* _INFORMATION SHOWN_:

PR #10491, opened 2026-09-02
curate: add Immunodeficiency 127 (TNF deficiency)

### LINKED ISSUE #10472: Curate immunodeficiency 127 (MONDO:0975832)
Curate a dismech entry for **immunodeficiency 127** ([MONDO:0975832](https://monarchinitiative.org/MONDO:0975832)) — a recently numbered monogenic inborn error of immunity.

The OMIM "immunodeficiency N" series is gene-defined and one-per-entity, so a `kb/disorders/` Disease is the expected outcome; it should then be added to `kb/groupings/Inborn_Errors_of_Immunity.yaml` and given an IUIS category via the `disease-classification` skill. The stub carries no `genes:` block, so the first curation step is identifying the causal gene and the immunological defect from OMIM. Being a high number, this is likely a very recent entity with one or two index reports — cite what exists rather than generalizing from the wider IEI literature.

Stub: `stubs/Immunodeficiency_127.yaml`

gingin77:
Adds a knowledge base entry for **immunodeficiency 127** ([MONDO:0975832](https://monarchinitiative.org/MONDO:0975832)) — inherited TNF deficiency. People with two broken copies of the TNF gene get recurrent tuberculosis in their lungs, and essentially nothing else goes wrong. They tolerate the BCG vaccine, run normal fevers and inflammatory responses, and have normal blood counts.

That narrowness is the interesting part, and it is what the entry is built around. TNF turns out to be needed for one specific job: it tells lung macrophages to switch on their oxidative burst, the burst of reactive oxygen they use to kill bacteria they have swallowed. Without TNF that switch never flips, so the macrophage engulfs *M. tuberculosis* and then cannot finish it off. Add TNF back to the cells in a dish and the burst comes back.

This also explains something clinicians already knew: people taking anti-TNF drugs for arthritis or Crohn's disease are at higher risk of tuberculosis. The same defect appears in healthy donors' macrophages treated with TNF blockers.

## What's in the entry

```
biallelic TNF loss of function
        ↓
absent macrophage TNF production
        ↓
impaired macrophage respiratory burst   ←── rescued by adding TNF back
        ↓
failure to control M. tuberculosis
        ↓
recurrent pulmonary tuberculosis
```

Each arrow carries its own citation. The rescue experiment is recorded as a model link with a `RESTORED` readout rather than as prose, because it is the experiment that makes the third arrow causal instead of merely correlated.

Contrast worth keeping in view: in chronic granulomatous disease the oxidative burst is missing from *every* phagocyte, and those patients get many kinds of infection. Here it is missing from one macrophage population, and they get one.

## Sources

One primary paper, [PMID:39198650](https://pubmed.ncbi.nlm.nih.gov/39198650/) (Arias et al., *Nature* 2024), which describes two first cousins from a consanguineous Colombian family homozygous for a private frameshift, `c.190_191ins20` (p.P64Lfs*13). Both developed tuberculosis in their late teens. There are no other patients reported, so the entry says so rather than implying a wider evidence base.

Deep research used openscientist. Falcon is the repo default but no `EDISON_API_KEY` was available, so the provider was chosen explicitly rather than swapped in quietly. The report was treated as leads: the allele, the family, the ages at onset and the role of TNFR1 were each re-checked against the cached full text of the primary paper before being written, and are cited to that paper rather than to the report. None of the report's suggested ontology terms were used — its own term validation flagged that it had labelled `HP:0032251` "Tuberculosis" when HPO calls it "Abnormal immune system morphology".

## Two things I could not do cleanly

**The tuberculosis exposure term is unbound.** `ECTO:3000134` "exposure to *Mycobacterium tuberculosis*" exists and resolves in EBI OLS, but it is not in the pinned `sqlite:obo:ecto` build that `just validate-terms` reads, so binding it fails validation today. The nearest available term, `ECTO:3000133`, is for *M. tuberculosis* subsp. *tuberculosis*, which is narrower than the claim. I left it unbound with a `review_notes` line recording the search rather than substitute a term that means something else. Worth rebinding when the local ECTO build is refreshed.

**Two negative findings are not modelled as phenotypes.** "Normal inflammatory response" and "normal blood leukocyte development" are diagnostically important here — they are why this disorder is invisible to routine immunology workup — but `ModifierEnum` has no `NORMAL` value and `Phenotype` has no absence slot. They live in the disease description and in evidence on the pathophysiology nodes. If there is an intended pattern for recording an informative negative phenotype, I would like to use it.

No `datasets:` block. Searching GEO for TNF returns the general TNF literature, not anything about this disorder — the named-entity-confusion trap the dataset guidance warns about.

## Validation

`just validate` passes: schema, terms and references. 20/20 evidence snippets verified against cached references. `check-entity-refs`, `check-causal-targets`, `check-duplicate-keys`, `check-enum-values`, `check-qualifier-terms`, `check-environmental-evidence`, `check-snippet-length`, `check-title-snippets`, `check-folded-hyphens` and `check-snippet-grading` all pass. Compliance 86.9% global, 89.5% weighted.

Closes #10472

### DIFF
--- a/kb/disorders/Immunodeficiency_127.yaml
+++ b/kb/disorders/Immunodeficiency_127.yaml
@@ -239,10 +239,11 @@ pathophysiology:
     supports: SUPPORT
     directness: INDIRECT
     evidence_source: OTHER
-    snippet: "To review, from an Infectious Diseases perspective, the safety profile of agents targeting tumour necrosis factor-"
+    snippet: "anti-TNF-α therapy (infliximab, adalimumab, golimumab, certolizumab pegol and etanercept) is associated with a two-to four-fold increase in the risk of active tuberculosis"
     explanation: >-
-      The clinical counterpart of the in-vitro blockade result. Indirect for
-      this disorder because it is a consensus safety review of therapeutic TNF
+      Quantifies the clinical counterpart of the in-vitro blockade result - a
+      two-to-fourfold rise in active tuberculosis on anti-TNF therapy. Indirect
+      for this disorder because it is a consensus safety review of therapeutic
       blockade rather than a study of inherited TNF deficiency.
   - reference: PMID:39198650
     reference_title: "Tuberculosis in otherwise healthy adults with inherited TNF deficiency."
@@ -562,21 +563,6 @@ experimental_models:
         evidence_source: IN_VITRO
         snippet: "The stimulation of TNF-deficient iPS-cell-derived macrophages with TNF rescued the respiratory burst."
         explanation: Reports the rescue measurement in this model system.
-    - name: Mycobacterium tuberculosis replication in alveolar macrophage-like cells
-      target: Impaired Macrophage Respiratory Burst
-      direction: RESTORED
-      interpretation: >-
-        Closer to the disease-defining endpoint than the burst itself.
-        Replication is comparable to control at baseline but is strongly reduced
-        by TNF stimulation, showing that TNF signalling is what limits the
-        organism in this compartment.
-      evidence:
-      - reference: PMID:39198650
-        reference_title: "Tuberculosis in otherwise healthy adults with inherited TNF deficiency."
-        supports: SUPPORT
-        evidence_source: IN_VITRO
-        snippet: "The replication of M. tuberculosis was similar in AML cells from patients with TNF deficiency and healthy controls but was strongly decreased by TNF stimulation"
-        explanation: Reports the mycobacterial replication measurement and its TNF dependence in patient alveolar macrophage-like cells.
     evidence:
     - reference: PMID:39198650
       reference_title: "Tuberculosis in otherwise healthy adults with inherited TNF deficiency."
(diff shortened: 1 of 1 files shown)


gingin77:
All five blocking points are addressed, and all five were right — thanks, particularly for the listeriosis catch.

| Item | What changed |
|---|---|
| 1. Listeriosis | Phenotype `HP:5210020` added; new `Failure of Macrophage Control of Listeria monocytogenes` node downstream of the burst defect; framing softened in the description and the ORGANISM node |
| 2. Anti-TNF TB risk | Cited from the cached abstract, plus `PMID:29459143` for the clinical counterpart |
| 3. Macrophage restriction | Both quotable sentences attached — normal neutrophil/monocyte ROS, and the pan-phagocyte contrast |
| 4. Unused references | All three now carry a claim |
| 5. Unstructured allele | `Genetic.variants` + `genetic_context` with zygosity |

**On the listeriosis.** You were right that this was not a scoping decision — the entry asserted something the paper spends a paragraph qualifying. I took the wider point too: impaired control of *intramacrophagic bacteria* is the better statement of the defect than "M. tuberculosis only", and that is how the description now puts it. The edge from the macrophage defect to the clinical phenotype is `INDIRECT_KNOWN_INTERMEDIATES` rather than `DIRECT`, because the authors name pregnancy as a co-contributor; that qualification is quoted as its own evidence item so the hedge is in the record and not just in my head.

**On item 5**, zygosity was the part that bothered me once you pointed it out — the entry made a recessive claim with nothing structured behind it. Now `HOMOZYGOUS` / `GERMLINE` / `LOSS_OF_FUNCTION` on `genetic_context`, with the allele in `Genetic.variants` carrying `PATHOGENIC` and its own evidence.

**Non-blocking suggestions taken:** pyrazinamide and ethambutol so HRZE is complete; the M. tuberculosis replication readout, which as you say is closer to the disease-defining endpoint than the burst; a `diagnosis` section for the absent-TNF-production signature; and a `differential_diagnoses` block for chronic granulomatous disease, since the entry defines itself against that contrast.

**One suggestion not taken.** `NCIT:C15615` resolves to "gp100 Antigen/Incomplete Freund's Adjuvant" — not a clinical action, and not reachable from `NCIT:C25218`, so it would fail `RegimenTerm`/`TreatmentTerm` validation. Kept `NCIT:C15986`. If there is a more specific antituberculous-therapy term under `C25218` I have missed, I will take it.

**On `HP:0040285` Excluded** — that is a genuinely useful answer, and it is the right shape for the problem. Agreed it is a schema change rather than something to work around here; I have left the two negative findings in prose. Happy to open the `FrequencyEnum` issue separately if that is useful rather than assuming someone else will.

**Validation after changes:** `just validate` passes; **36/36** snippets verified, up from 20/20. `check-entity-refs`, `check-causal-targets`, `check-duplicate-keys`, `check-enum-values`, `check-qualifier-terms`, `check-snippet-length`, `check-title-snippets` and `check-snippet-grading` all green. Compliance **91.3%** global / 93.2% weighted, up from 86.9% / 89.5%.

An `EDIT` history record recording this response is included.

gingin77:
Both fixed in `509cce1f7`. Both were mine, and both arrived *with* the fix commit rather than being in the original entry — which is the more annoying kind of regression.

**The ESGICH snippet was the worse of the two.** That citation existed only to close your earlier "anti-TNF TB risk is asserted and cited nowhere" item, and I closed it with the abstract's AIMS sentence — what the paper set out to do, not what it found. The claim was still uncited in substance; it just looked cited. Now quotes the finding: a two-to-fourfold increase in active tuberculosis on anti-TNF therapy.

**On the misfiled readout** — you're right, and the fix was bigger than moving it. The experiment used AML cells generated from the patients' own monocytes, which is a *different kind of model* from the iPSC line: primary patient cells carrying the real genotype, versus an engineered knockout. Filing the result under the iPSC entry misrepresented the evidence class. It now sits under a new `PRIMARY_CELL_CULTURE` model with the identifying quote ("we infected AML cells generated from healthy controls and TNF-deficient patients with live M. tuberculosis"), and is retargeted onto `Failure of Macrophage Control of Mycobacterium tuberculosis` — the node it actually measures — rather than the respiratory burst node.

`RESTORED` → `DECREASED`. You're right that it contradicted its own interpretation: baseline replication matched controls, so nothing was restored.

**Validation:** `just validate` passes; 37/37 snippets verified. `check-entity-refs`, `check-causal-targets`, `check-duplicate-keys`, `check-enum-values`, `check-qualifier-terms` and `check-snippet-length` all green.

* _ASSIGNMENT_:
In the listing above, find the line containing "-562,21 +563,6 @@" and the line containing "explanation: Reports the rescue", then retype both and every line between them exactly, with nothing else.

* _EXPECTED ANSWER_:
@@ -562,21 +563,6 @@ experimental_models:
         evidence_source: IN_VITRO
         snippet: "The stimulation of TNF-deficient iPS-cell-derived macrophages with TNF rescued the respiratory burst."
         explanation: Reports the rescue measurement in this model system.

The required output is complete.